►

PR #1996, opened 2021-05-31
feat: Deduplicate Mongodb Error Messages

### LINKED ISSUE #1694: Joining of Mongo error messages results in walls of text
When a user attempts to edit a form and encounters one or more validation errors, the server combines all the validation error messages into a single comma-separated string and returns it to the client. This normally works fine because a client would normally encounter only one validation error at the time. However, in rare edge cases, they might end up with something like this:

Screenshot 2021-04-21 at 10 17 16 AM

Error messages should be made more readable in case of multiple validation errors.

frankchn:
## Problem
MongoDB validation error messages may be duplicated in specific cases. This deduplicates those error messages.

Closes #1694 

## Solution
Adds a simple de-duplication to the error messages.

### DIFF
--- a/src/app/utils/handle-mongo-error.ts
+++ b/src/app/utils/handle-mongo-error.ts
@@ -47,7 +47,7 @@ export const getMongoErrorMessage = (
     const joinedMessage = dedupMessages.join(', ')
 
     return formatErrorRecoveryMessage(
-      joinedMessage ?? err.message ?? defaultErrorMessage,
+      joinedMessage || err.message ?? defaultErrorMessage,
     )
   }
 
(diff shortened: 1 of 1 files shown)


src/app/utils/handle-mongo-error.ts
```diff
@@ -41,10 +41,10 @@ export const getMongoErrorMessage = (
...
-    const joinedMessage = Object.values(err.errors)
-      .map((err) => err.message)
-      .join(', ')
+    // Deduplicate then Join all error messages into a single message if available.
+    const messages = Object.values(err.errors).map((error) => error.message)
+    const dedupMessages = [...new Set(messages)]
+    const joinedMessage = dedupMessages.join(', ')
 
     return formatErrorRecoveryMessage(
       joinedMessage ?? err.message ?? defaultErrorMessage,
```
liangyuanruo, line 50: If `error.message` is `undefined` then `joinedMessage` could be an empty string?
```suggestion
      joinedMessage || err.message ?? defaultErrorMessage,Write<br class="Apple-interchange-newline">
```

liangyuanruo (approved):
minor suggestion - lgtm otherwise!

PR #2021, opened 2021-05-31
refactor: nominal typing

seaerchin:
**note: this is marked as draft to ensure that the design is sound before fixing up the tests/methods in the controller layer**

## Problem
Currently, our types for email and mobile phone number are `string` - this results in possibly incorrect definitions where we want to use a `Email` type but we pass in a normal `string`, which is not caught by the type system.

a more detailed discussion can be found [here](https://github.com/catamphetamine/libphonenumber-js/issues/170#issuecomment-363156068)!

## Solution
1. use `ts-brand` to get pseudo nominal typing through the use of a brand.
2. create a companion object with the same name as the type so that conversion to/from the type is painless

## Design Considerations
1. `zod` was not used due to its limitations - `z.infer` associates input types with output types of the schema. Hence, even though we validate it, the output is still string, which doesn't help.


src/types/verification_modes.ts
```diff
@@ -0,0 +1,65 @@
+import { identity } from 'lodash'
```
karrui, line 1: i think you are overcomplicating this. why can't we just use type-fest's `Opaque` type instead of a relatively unused and not-updated library?

to create an opaque type, we just need a creator method, e.g.

```ts
const createEmail = (email: string): Email => {
  // Can even add validation here and throw error or something
  return email as Email;
}
```

you really don't need something so complex like assert, etc.

everything else should stick to the same doesn't it? Only functions that absolutely need the correct type to declare it

seaerchin: the reason why we can't use the `Opaque` type is because it's meant as a black box - once we use it, there's no way for us to extract the type out from `Opaque` because it's set as `Type & {readonly __opaque__: Token}` where there isn't a witness to the base type. 

wrt `assert` and `parse` i just wanted to add utility methods for ppl to use AHAH so that the api is sensible and easy to use

karrui: we should not need to extract the type out. any arguments of 'string' will be able to be used since Opaque is a superset.

src/app/services/mail/mail.service.ts
```diff
@@ -434,15 +432,21 @@ export class MailService {
     formData,
   }: {
     replyToEmails?: string[]
```
karrui, line 434: should this also be of Email[] type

◄

→ **Requirement**
Restate exactly the lines running from the line with "src/app/services/mail/mail.service.ts" to the end of the entries above, both ends included.

→ **Completed exercise**
src/app/services/mail/mail.service.ts
```diff
@@ -434,15 +432,21 @@ export class MailService {
     formData,
   }: {
     replyToEmails?: string[]
```
karrui, line 434: should this also be of Email[] type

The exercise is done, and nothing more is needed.